**Problem**
What the task needs is the data below, written out verbatim.
*** Opening Source records ***
Issue #2446, opened 2025-03-06
MonoVertex and Pipeline Status should indicate "PodsHealthy=false" if container restarted recently


juliev0:
**Describe the bug**
MonoVertex Status isn't indicating that the PodsHealthy Condition is false even though the Pod Container is continually restarting. 

If the container restarted in the last few minutes due to error, that should also warrant that Condition to be false. 

---

**Message from the maintainers**:

Impacted by this bug? Give it a 👍. We often sort issues this way to know what to prioritize.

>For quick help and support, join our [slack](https://numaproj.slack.com/join/shared_invite/zt-19svuv47m-YKHhsQ~~KK9mBv1E7pNzfg#/shared-invite/email) channel.

PR #2447, opened 2025-03-06
chore: mark unhealthy if there is recent container restart

whynowy:
Explain what this PR does.

If there's container restart in the last 2 mins, mark it unhealthy.

Closes: #2446

### DIFF
--- a/pkg/reconciler/util.go
+++ b/pkg/reconciler/util.go
@@ -64,7 +64,7 @@ func isPodHealthy(pod *corev1.Pod) (healthy bool, reason string) {
 			}
 		}
 	}
-	// Container restart happened 2 in the last 2 mins
+	// Container restart happened in the last 2 mins
 	if !lastRestartTime.IsZero() && lastRestartTime.Add(2*time.Minute).After(time.Now()) {
 		return false, "RecentRestart"
 	}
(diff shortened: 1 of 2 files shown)


whynowy:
*** Closing Source records ***
**Answer for this exercise**
Issue #2446, opened 2025-03-06
MonoVertex and Pipeline Status should indicate "PodsHealthy=false" if container restarted recently


juliev0:
**Describe the bug**
MonoVertex Status isn't indicating that the PodsHealthy Condition is false even though the Pod Container is continually restarting. 

If the container restarted in the last few minutes due to error, that should also warrant that Condition to be false. 

---

**Message from the maintainers**:

Impacted by this bug? Give it a 👍. We often sort issues this way to know what to prioritize.

>For quick help and support, join our [slack](https://numaproj.slack.com/join/shared_invite/zt-19svuv47m-YKHhsQ~~KK9mBv1E7pNzfg#/shared-invite/email) channel.

PR #2447, opened 2025-03-06
chore: mark unhealthy if there is recent container restart

whynowy:
Explain what this PR does.

If there's container restart in the last 2 mins, mark it unhealthy.

Closes: #2446

### DIFF
--- a/pkg/reconciler/util.go
+++ b/pkg/reconciler/util.go
@@ -64,7 +64,7 @@ func isPodHealthy(pod *corev1.Pod) (healthy bool, reason string) {
 			}
 		}
 	}
-	// Container restart happened 2 in the last 2 mins
+	// Container restart happened in the last 2 mins
 	if !lastRestartTime.IsZero() && lastRestartTime.Add(2*time.Minute).After(time.Now()) {
 		return false, "RecentRestart"
 	}
(diff shortened: 1 of 2 files shown)


whynowy:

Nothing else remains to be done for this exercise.